- Task instructions
Only lines that contain the word "unless" belong in the answer; copy them from the records below.

---------- Material to process ----------

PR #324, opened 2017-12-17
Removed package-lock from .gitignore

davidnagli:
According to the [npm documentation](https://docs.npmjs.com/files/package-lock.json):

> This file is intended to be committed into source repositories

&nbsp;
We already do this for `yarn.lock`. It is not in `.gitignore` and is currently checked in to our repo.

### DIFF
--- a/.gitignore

----------
---------- Material to process ----------

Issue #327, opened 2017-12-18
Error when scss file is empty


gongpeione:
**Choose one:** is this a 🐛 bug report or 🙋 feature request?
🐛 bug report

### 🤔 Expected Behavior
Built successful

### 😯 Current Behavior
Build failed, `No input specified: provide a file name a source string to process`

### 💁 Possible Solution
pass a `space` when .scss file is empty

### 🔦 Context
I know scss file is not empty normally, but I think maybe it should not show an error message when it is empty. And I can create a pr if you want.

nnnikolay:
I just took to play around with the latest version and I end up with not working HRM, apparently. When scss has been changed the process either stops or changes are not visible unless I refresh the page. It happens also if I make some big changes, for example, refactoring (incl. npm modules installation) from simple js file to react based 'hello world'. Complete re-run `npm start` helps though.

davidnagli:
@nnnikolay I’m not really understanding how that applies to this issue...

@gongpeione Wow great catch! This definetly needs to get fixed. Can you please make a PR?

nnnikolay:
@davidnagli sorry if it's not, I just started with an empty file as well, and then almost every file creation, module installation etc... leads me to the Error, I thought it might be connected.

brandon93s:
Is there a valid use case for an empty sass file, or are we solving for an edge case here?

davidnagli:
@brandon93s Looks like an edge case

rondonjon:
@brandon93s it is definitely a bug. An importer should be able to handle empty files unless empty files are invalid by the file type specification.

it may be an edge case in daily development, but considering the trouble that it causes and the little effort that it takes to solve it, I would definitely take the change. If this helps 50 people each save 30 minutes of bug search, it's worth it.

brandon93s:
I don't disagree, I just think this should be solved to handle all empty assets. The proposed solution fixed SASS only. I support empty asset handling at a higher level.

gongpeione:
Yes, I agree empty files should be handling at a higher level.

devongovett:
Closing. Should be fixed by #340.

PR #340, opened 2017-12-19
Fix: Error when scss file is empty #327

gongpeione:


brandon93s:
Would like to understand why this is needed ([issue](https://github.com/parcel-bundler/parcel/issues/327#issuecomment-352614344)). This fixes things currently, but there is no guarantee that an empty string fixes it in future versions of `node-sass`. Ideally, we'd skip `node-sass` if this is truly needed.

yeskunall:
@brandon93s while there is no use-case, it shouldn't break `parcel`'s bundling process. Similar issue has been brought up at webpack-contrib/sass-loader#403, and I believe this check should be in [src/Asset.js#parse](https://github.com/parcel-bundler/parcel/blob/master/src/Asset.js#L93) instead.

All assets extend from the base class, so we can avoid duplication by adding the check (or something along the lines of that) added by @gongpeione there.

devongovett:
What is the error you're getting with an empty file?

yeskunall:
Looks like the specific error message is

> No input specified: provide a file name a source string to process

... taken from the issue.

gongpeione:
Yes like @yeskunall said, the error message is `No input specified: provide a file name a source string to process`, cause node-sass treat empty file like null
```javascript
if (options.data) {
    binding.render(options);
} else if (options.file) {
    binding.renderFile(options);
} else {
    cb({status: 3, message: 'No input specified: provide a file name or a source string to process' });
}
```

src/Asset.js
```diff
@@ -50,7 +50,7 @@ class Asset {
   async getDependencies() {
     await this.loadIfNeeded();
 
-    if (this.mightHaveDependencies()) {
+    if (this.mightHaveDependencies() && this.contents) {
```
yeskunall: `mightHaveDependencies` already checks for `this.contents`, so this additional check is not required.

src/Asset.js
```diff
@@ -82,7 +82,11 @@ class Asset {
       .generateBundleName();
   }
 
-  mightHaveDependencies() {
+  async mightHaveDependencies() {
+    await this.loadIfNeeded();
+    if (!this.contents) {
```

----------

- Your solution
I just took to play around with the latest version and I end up with not working HRM, apparently. When scss has been changed the process either stops or changes are not visible unless I refresh the page. It happens also if I make some big changes, for example, refactoring (incl. npm modules installation) from simple js file to react based 'hello world'. Complete re-run `npm start` helps though.
@brandon93s it is definitely a bug. An importer should be able to handle empty files unless empty files are invalid by the file type specification.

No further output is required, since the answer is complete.